Assigning Every Amazon EC2 Linux Instance User a Specific S3 Bucket Folder

Tuesday, July 17, 2018 by Ujjwal Bhardwaj

Amazon EC2 is a web service that provides secure, resizable compute capacity in the cloud. It is a virtual machine deployed on the cloud which can be used for various computations. At the crux of it, EC2 is a Linux/windows instance on the cloud and thus can have various users log in to them and using them to perform cloud computations.

Using AWS services, we can control the access of S3 buckets for each user in a way that every user will have access to bucket prefixes specific to them and can prevent access to other parts of the bucket. It can further extend to mapping this limited access to EC2 Linux instance users as well. This facility can be achieved by following these steps.

1. Construct an IAM policy with folder-level permissions for Amazon S3 buckets.
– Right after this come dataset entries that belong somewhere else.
PR #282, opened 2021-08-26
Update stop_name Best Practices

scmcca:
As flagged in #273 and #281 by @flocsy: proposal to disambiguate `stop_name` best practices to reflect actual published naming conventions and handling translations for local/foreign riders in `translations.txt`.

PR #285, opened 2021-09-17
Add best practices for cross street `stop_name`

scmcca:
As requested on a continued discussion at #282. Add best practices for `stop_names` named after cross streets.


skinkie:
Would you support it by just introducing a new field for this?

scmcca:
I'm not sure I understand. Are you proposing an additional stop name field in stops.txt specifically for cross street stop names in place of providing a recommendation in the existing `stop_name` field?

skinkie:
Exactly. NeTEx for example has a _CrossingRoad_.

paulswartz:
@mbta has `on_street` and `at_street` as additional fields in our `stops.txt`: https://github.com/mbta/gtfs-documentation/blob/master/reference/gtfs.md#stopstxt

scmcca:
@paulswartz Are `on_street` and `at_street` used to generate stops names after cross streets? If so, what happens to `stop_name` in these cases? If not, how are these fields used?

gcamp:
`stop name` should be itself enough to represent a stop, if adding `on_street` makes that untrue because of unwanted repetition I don't think it's a good idea. 

On the proposition itself, I'm torn. This feels too much into the "best practice" realm. Is that the job of the spec to specify that?

paulswartz:
They're separate from the `stop_name`, but generally both are present in the name of the stop. We use "@" for stops where the `at_street` is on the same side of the `on_street` as the stop, and "opp" when the `at_street` is across the `on_street`. 

Some examples from our current feed:
| stop_name | on_street | at_street |
| --- | --- | ---|
| Magazine St @ Green St | Magazine Street | Green Street |
| River St opp Blackstone St | River Street | Blackstone Street |
| 5 Charles Park Rd | Charles Park Road | Veterans Of Foreign Wars Parkway |

scmcca:
@gcamp This is part of a larger RFC 2119 conversation. 

What is the difference between RFC spec recommendations ("should") and best practice recommendations? I see your point that a line may be drawn when we start dealing with special modelling cases such as cross streets, but can keep higher level recommendations as RFC spec recommendations. 

The strength to having recommendations in the spec is that it is official and canonical with GTFS, as opposed to a separate set of potentially arbitrary best practice documentation (which might reduce the amount of data consumers actually following them). Open to hearing other strategies to manage this.

doconnoronca:
Adding something like on_street and cross_street fields was something I was going to suggest. I also had the idea of a stop_side field to indicate if the stop is near side, far side, opposite or maybe north, south, east or west side.

Redundancy is a concern, but it allows a language independent way of describing stop locations which is useful for translations for different human languages and computer data structures. 

You can see in the TransSee stop list what can be done by separating the street names: https://www.transsee.ca/stoplist?a=mbta&r=59

skinkie:
In my opinion a stop_name should be equal what is physically on the stop, the rest is a matter of attributes for positioning.

stevenmwhite:
I agree with @skinkie and @gcamp but will re-state it in a slightly different way.

This is starting to feel like dictating how an agency communicates about or brands their service, rather than defining a format to exchange that information with other computer systems.

Various agencies may have various rules (or, sometimes, no rules at all) for how they name their stops -- and it's not the job of the GTFS spec to tell them how to do it. Stop name should be formatted however the agency formats it in their literature, signage, or other communication.

e-lo:
> Stop name should be formatted however the agency formats it in their literature, signage, or other communication.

Using AWS CLI, we can do this by adding creating a json file with the following content and then executing the aws aim create-policy command

  {
    "Version":"2012-10-17",
    "Statement": [
      {
        "Sid": "AllowGroupToSeeBucketListInTheConsole",
        "Action": ["s3:ListAllMyBuckets", "s3:GetBucketLocation"],
        "Effect": "Allow",
        "Resource": ["arn:aws:s3:::*"]
      },
      {
        "Sid": "AllowRootAndHomeListingOfCompanyBucket",
        "Action": ["s3:ListBucket"],
        "Effect": "Allow",
        "Resource": ["arn:aws:s3:::<bucket-name>"],
        "Condition":{"StringEquals":{"s3:prefix":["","home/"],"s3:delimiter":["/"]}}
      },
      {
        "Sid": "AllowListingOfUserFolder",
        "Action": ["s3:ListBucket"],
        "Effect": "Allow",
        "Resource": ["arn:aws:s3:::<bucket-name>"],
        "Condition":{"StringLike":{"s3:prefix":
              [
                   "home/${aws:username}/*"
                   "home/${aws:username}"
              ]
           }
          }
      },
      {
         "Sid": "AllowAllS3ActionsInUserFolder",
         "Action":["s3:*"],
         "Effect":"Allow",
         "Resource": ["arn:aws:s3:::<bucket-name>/home/${aws:username}/*"]
      }
    ]
  }
  
  aws iam create-policy --policy-name user-specific-folders --policy-document user-specific-folders.json

2. Create new IAM Users and attach the aforementioned policy to them

Using AWS CLI we can perform this with the help of the following commands

  aws iam create-user --user-name user1
  aws iam create-access-key --user-name user1 > access-key.txt
  aws iam attach-user-policy --policy-arn arn:aws:iam::aws:policy/user-specific-folders --user-name user1

3. Create EC2 instance linux users that corresponds to these IAM Users

We can perform this with the help of the following Linux commands

  sudo useradd user1   
  sudo passwd user1
  sudo su - user1

4. Switch to the newly created user and configure AWS CLI for that user

We can perform this with the help of the following commands from inside the EC2 instance

  aws configure set aws_access_key_id  <access-key>
  aws configure set aws_secret_access_key <secret-key>

Note: Get the values of access-key and secret key from the file access-key.txt created during step 2.